PR #2768, opened 2022-04-22
[IMP] l10n_it_fatturapa_out: Fixed PyXB version

SirTakobi:
Fix error:
ERROR: Double requirement given: PyXB==1.2.6 (from -r test-requirements.txt (line 17)) (already in pyxb (from -r test-requirements.txt (line 16)), name='PyXB')
during setuptools-odoo external dependencies retrieval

######

▶ _EXERCISE BRIEF_: Exactly the lines from the one containing "[IMP] l10n_it_fatturapa_out: Fixed" through the end of the records should be reproduced, and no others.

▶ _RESPONSE AREA_:
[IMP] l10n_it_fatturapa_out: Fixed PyXB version

SirTakobi:
Fix error:
ERROR: Double requirement given: PyXB==1.2.6 (from -r test-requirements.txt (line 17)) (already in pyxb (from -r test-requirements.txt (line 16)), name='PyXB')
during setuptools-odoo external dependencies retrieval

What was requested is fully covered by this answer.